◆ About this task ◆
Every record below is to be restated word for word.

(Stored data entries)
───
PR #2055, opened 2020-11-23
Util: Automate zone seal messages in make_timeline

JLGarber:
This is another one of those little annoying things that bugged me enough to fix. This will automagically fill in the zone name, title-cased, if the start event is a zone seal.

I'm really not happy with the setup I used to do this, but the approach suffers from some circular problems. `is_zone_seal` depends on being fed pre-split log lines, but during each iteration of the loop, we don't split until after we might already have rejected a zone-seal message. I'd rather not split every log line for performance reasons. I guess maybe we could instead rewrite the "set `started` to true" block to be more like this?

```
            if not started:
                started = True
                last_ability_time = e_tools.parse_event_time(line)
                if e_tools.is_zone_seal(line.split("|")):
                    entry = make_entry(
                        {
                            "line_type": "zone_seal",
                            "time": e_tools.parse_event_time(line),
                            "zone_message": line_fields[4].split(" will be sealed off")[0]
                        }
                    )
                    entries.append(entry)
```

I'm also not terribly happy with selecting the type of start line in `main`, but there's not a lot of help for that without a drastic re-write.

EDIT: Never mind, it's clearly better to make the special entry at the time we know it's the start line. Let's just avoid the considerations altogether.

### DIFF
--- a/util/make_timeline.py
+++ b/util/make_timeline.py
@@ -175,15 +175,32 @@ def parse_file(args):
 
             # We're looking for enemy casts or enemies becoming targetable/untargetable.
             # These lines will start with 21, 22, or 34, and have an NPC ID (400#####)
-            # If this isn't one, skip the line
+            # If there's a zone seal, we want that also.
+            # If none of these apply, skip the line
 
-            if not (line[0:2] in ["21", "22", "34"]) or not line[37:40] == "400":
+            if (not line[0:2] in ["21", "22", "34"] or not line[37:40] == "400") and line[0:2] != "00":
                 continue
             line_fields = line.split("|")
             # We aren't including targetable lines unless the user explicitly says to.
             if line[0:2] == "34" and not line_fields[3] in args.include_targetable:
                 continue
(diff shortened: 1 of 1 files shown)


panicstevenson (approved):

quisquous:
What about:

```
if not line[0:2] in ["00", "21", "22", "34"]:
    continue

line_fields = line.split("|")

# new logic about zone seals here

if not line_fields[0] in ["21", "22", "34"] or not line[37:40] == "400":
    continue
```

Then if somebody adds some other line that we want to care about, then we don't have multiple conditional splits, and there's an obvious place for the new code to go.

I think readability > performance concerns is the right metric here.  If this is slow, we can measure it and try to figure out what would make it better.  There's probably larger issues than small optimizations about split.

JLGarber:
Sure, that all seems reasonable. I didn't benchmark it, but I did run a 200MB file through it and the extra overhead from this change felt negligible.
───
◆ Reply to the exercise ◆
PR #2055, opened 2020-11-23
Util: Automate zone seal messages in make_timeline

JLGarber:
This is another one of those little annoying things that bugged me enough to fix. This will automagically fill in the zone name, title-cased, if the start event is a zone seal.

I'm really not happy with the setup I used to do this, but the approach suffers from some circular problems. `is_zone_seal` depends on being fed pre-split log lines, but during each iteration of the loop, we don't split until after we might already have rejected a zone-seal message. I'd rather not split every log line for performance reasons. I guess maybe we could instead rewrite the "set `started` to true" block to be more like this?

```
            if not started:
                started = True
                last_ability_time = e_tools.parse_event_time(line)
                if e_tools.is_zone_seal(line.split("|")):
                    entry = make_entry(
                        {
                            "line_type": "zone_seal",
                            "time": e_tools.parse_event_time(line),
                            "zone_message": line_fields[4].split(" will be sealed off")[0]
                        }
                    )
                    entries.append(entry)
```

I'm also not terribly happy with selecting the type of start line in `main`, but there's not a lot of help for that without a drastic re-write.

EDIT: Never mind, it's clearly better to make the special entry at the time we know it's the start line. Let's just avoid the considerations altogether.

### DIFF
--- a/util/make_timeline.py
+++ b/util/make_timeline.py
@@ -175,15 +175,32 @@ def parse_file(args):
 
             # We're looking for enemy casts or enemies becoming targetable/untargetable.
             # These lines will start with 21, 22, or 34, and have an NPC ID (400#####)
-            # If this isn't one, skip the line
+            # If there's a zone seal, we want that also.
+            # If none of these apply, skip the line
 
-            if not (line[0:2] in ["21", "22", "34"]) or not line[37:40] == "400":
+            if (not line[0:2] in ["21", "22", "34"] or not line[37:40] == "400") and line[0:2] != "00":
                 continue
             line_fields = line.split("|")
             # We aren't including targetable lines unless the user explicitly says to.
             if line[0:2] == "34" and not line_fields[3] in args.include_targetable:
                 continue
(diff shortened: 1 of 1 files shown)


panicstevenson (approved):

quisquous:
What about:

```
if not line[0:2] in ["00", "21", "22", "34"]:
    continue

line_fields = line.split("|")

# new logic about zone seals here

if not line_fields[0] in ["21", "22", "34"] or not line[37:40] == "400":
    continue
```

Then if somebody adds some other line that we want to care about, then we don't have multiple conditional splits, and there's an obvious place for the new code to go.

I think readability > performance concerns is the right metric here.  If this is slow, we can measure it and try to figure out what would make it better.  There's probably larger issues than small optimizations about split.

JLGarber:
Sure, that all seems reasonable. I didn't benchmark it, but I did run a 200MB file through it and the extra overhead from this change felt negligible.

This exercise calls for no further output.